Assignment: The data needs to be returned in full, exactly as it reads.

== Records provided

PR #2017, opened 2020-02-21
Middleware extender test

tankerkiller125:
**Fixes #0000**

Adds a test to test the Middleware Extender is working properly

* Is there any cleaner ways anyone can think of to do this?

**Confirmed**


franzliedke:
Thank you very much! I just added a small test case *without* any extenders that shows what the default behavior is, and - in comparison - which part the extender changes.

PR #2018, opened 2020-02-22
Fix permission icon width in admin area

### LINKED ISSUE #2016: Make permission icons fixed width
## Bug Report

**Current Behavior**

====

Result:
PR #2017, opened 2020-02-21
Middleware extender test

tankerkiller125:
**Fixes #0000**

Adds a test to test the Middleware Extender is working properly

* Is there any cleaner ways anyone can think of to do this?

**Confirmed**


franzliedke:
Thank you very much! I just added a small test case *without* any extenders that shows what the default behavior is, and - in comparison - which part the extender changes.

PR #2018, opened 2020-02-22
Fix permission icon width in admin area

### LINKED ISSUE #2016: Make permission icons fixed width
## Bug Report

**Current Behavior**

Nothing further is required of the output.